What to do
Each record needs to be transcribed exactly.

━━━━━ Supplied records ━━━━━

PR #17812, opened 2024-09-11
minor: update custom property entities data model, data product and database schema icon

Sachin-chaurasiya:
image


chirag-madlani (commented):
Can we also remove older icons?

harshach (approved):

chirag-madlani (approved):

━━━━━

Exercise response
PR #17812, opened 2024-09-11
minor: update custom property entities data model, data product and database schema icon

Sachin-chaurasiya:
image


chirag-madlani (commented):
Can we also remove older icons?

harshach (approved):

chirag-madlani (approved):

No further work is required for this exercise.